La città allargò a macchie di leopardo i propri confini giurisdizionali, sia attraverso possessi propri - talora occupati arbitrariamente, talora confiscati - che tutelando gli interessi dei signori rurali che si erano inurbati. Di qui un quadro estremamente disomogeneo che il Comune cercava di semplificare, neutralizzando i poteri concorrenti nel controllo pieno del territorio, estendendo la propria egemonia sui punti forti del territorio e sui castelli signorili in particolare. Questo processo prende il nome di costruzione del distretto comunale o conquista del contado[32].

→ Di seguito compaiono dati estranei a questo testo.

PR #4574, opened 2021-01-27
Fix windows build

emcastillo:
`ssize_t` was in the .cu file instead of the .cuh


kmaehashi:
pfnCI, test this please.

PR #4594, opened 2021-02-01
Fix device property default name

leofang:
This bug shadowed another bug being investigated: https://github.com/conda-forge/cupy-feedstock/issues/98.


kmaehashi:
pfnCI, test this please.

kmaehashi:
Test failures are unrleated.

PR #4605, opened 2021-02-02
Stop using deprecated type aliases

toslunar:
`np.float`, `np.int`, `np.bool` are deprecated since NumPy 1.20.


kmaehashi:
pfnCI, test this please.

kmaehashi:
pfnCI, test this please.

PR #4619, opened 2021-02-04
Always run cythonize on sdist installation

### LINKED ISSUE #4597: BUG: CUDA_VERSION is set to 0 in sdist
I was investigating the bug reported in https://github.com/conda-forge/cupy-feedstock/issues/98, and it turns out the reason is on Conda-Forge we built CuPy from sdist, but the source has `CUDA_VERSION` inlined to 0:
```c++
// cupy_backends/cuda/api/driver.cpp

/* ... */

static PyObject *__pyx_pf_13cupy_backends_4cuda_3api_6driver_2get_build_version(CYTHON_UNUSED PyObject *__pyx_self) {
  PyObject *__pyx_r = NULL;
  __Pyx_RefNannyDeclarations
  __Pyx_RefNannySetupContext("get_build_version", 0);

  /* "cupy_backends/cuda/api/driver.pyx":141
 * 
 * def get_build_version():
 *     return CUDA_VERSION             # <<<<<<<<<<<<<<
 * 
 * 
 */
  __Pyx_XDECREF(__pyx_r);
  __Pyx_INCREF(__pyx_int_0);
  __pyx_r = __pyx_int_0;
  goto __pyx_L0;

  /* "cupy_backends/cuda/api/driver.pyx":140
 * ###############################################################################
 * 
 * def get_build_version():             # <<<<<<<<<<<<<<
 *     return CUDA_VERSION
 * 
 */

  /* function exit code */
  __pyx_L0:;
  __Pyx_XGIVEREF(__pyx_r);
  __Pyx_RefNannyFinishContext();
  return __pyx_r;
}

/* ... */

static CYTHON_SMALL_CODE int __Pyx_InitGlobals(void) {
  if (__Pyx_InitStrings(__pyx_string_tab) < 0) __PYX_ERR(0, 1, __pyx_L1_error);
  __pyx_int_0 = PyInt_FromLong(0); if (unlikely(!__pyx_int_0)) __PYX_ERR(0, 1, __pyx_L1_error)
  return 0;
  __pyx_L1_error:;
  return -1;
}
```
I don't have a good solution or patch for now, as it seems to imply sdist should be generated per CUDA version. Perhaps I am overlooking some obvious fix?

cc: @jakirkham @kmaehashi

kmaehashi:
This PR removes C++ sources from sdist and changes the CuPy installer to always run cythonize at user-side.
Cython will automatically (temporarily) be downloaded by setuptools via `setup_requires` configuration.

The primary motivation for this is to use compile-time constants in the code appropriately (closes #4597).
Besides that, cythonize at user-side  is also needed for #4395 which generates pyx during the installation.

### DIFF
--- a/cupy_setup_build.py
+++ b/cupy_setup_build.py
@@ -13,7 +13,6 @@ import sys
 import pkg_resources
 import setuptools
 from setuptools.command import build_ext
-from setuptools.command import sdist
 
 from install import build
 from install.build import PLATFORM_LINUX
@@ -1092,18 +1091,6 @@ class _MSVCCompiler(msvccompiler.MSVCCompiler):
 
         # Return compiled object filenames.
         return other_objects + cu_objects
-
-
-class sdist_with_cython(sdist.sdist):
-
-    """Custom `sdist` command with cyhonizing."""
-
-    def __init__(self, *args, **kwargs):
-        if not cython_available:
-            raise RuntimeError('Cython is required to make sdist.')
-        ext_modules = get_ext_modules(True)  # get .pyx modules
-        cythonize(ext_modules, cupy_setup_options)
-        sdist.sdist.__init__(self, *args, **kwargs)
 
 
 class custom_build_ext(build_ext.build_ext):
--- a/cupy_setup_build.py
+++ b/cupy_setup_build.py
@@ -807,7 +807,8 @@ def cythonize(extensions, arg_options):
     cython_version = pkg_resources.parse_version(Cython.__version__)
     if (cython_version < required_cython_version or
             cython_version in ignore_cython_versions):
-        raise AssertionError('Unsupported Cython version: {}'.format(cython_version))
+        raise AssertionError(
+            'Unsupported Cython version: {}'.format(cython_version))
 
     directive_keys = ('linetrace', 'profile')
     directives = {key: arg_options[key] for key in directive_keys}
--- a/cupy_setup_build.py
+++ b/cupy_setup_build.py
@@ -807,7 +807,7 @@ def cythonize(extensions, arg_options):
     cython_version = pkg_resources.parse_version(Cython.__version__)
     if (cython_version < required_cython_version or
             cython_version in ignore_cython_versions):
-        raise AssertionError('Unsupported Cython version')
+        raise AssertionError('Unsupported Cython version: {}'.format(cython_version))
 
     directive_keys = ('linetrace', 'profile')
     directives = {key: arg_options[key] for key in directive_keys}
--- a/cupy_setup_build.py
+++ b/cupy_setup_build.py
@@ -19,6 +19,8 @@ from install.build import PLATFORM_LINUX
 from install.build import PLATFORM_WIN32
 
 
+# Cython requirements (minimum version and versions known to be broken).
+# Note: this must be in sync with setup_requires defined in setup.py.
 required_cython_version = pkg_resources.parse_version('0.28.0')
 ignore_cython_versions = [
 ]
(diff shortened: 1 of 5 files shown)


kmaehashi:
Ready for review, updated the description.
pfnCI, test this please.

cupy_setup_build.py
```diff
@@ -801,18 +795,16 @@ def prepare_wheel_libs():
...
     cython_version = pkg_resources.parse_version(Cython.__version__)
-    cython_available = (
-        cython_version >= required_cython_version and
-        cython_version not in ignore_cython_versions)
-except ImportError:
-    cython_available = False
-
+    if (cython_version < required_cython_version or
+            cython_version in ignore_cython_versions):
+        raise AssertionError('Unsupported Cython version')
```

Particolare importanza rivestiva il controllo dei traffici e degli scambi e quindi delle vie di comunicazione, specialmente dei fiumi, all'epoca il mezzo più agevole ed economico per trasportare merci e persone. Così i vicentini effettuarono imponenti lavori idraulici, che portarono alla deviazione dell'Astico e alla costruzione di nuovi canali. Tra Vicenza e Padova a metà del XII secolo vi furono anche vere proprie guerre per il controllo delle vie d'acqua.
Intorno al Duecento, il Comune di Vicenza aveva sotto il proprio controllo oltre 200 villae[55], quasi tutto il territorio che oggi corrisponde alla Provincia, escluse alcune realtà ai margini, come i Comuni di Bassano e di Marostica e l'altopiano di Asiago.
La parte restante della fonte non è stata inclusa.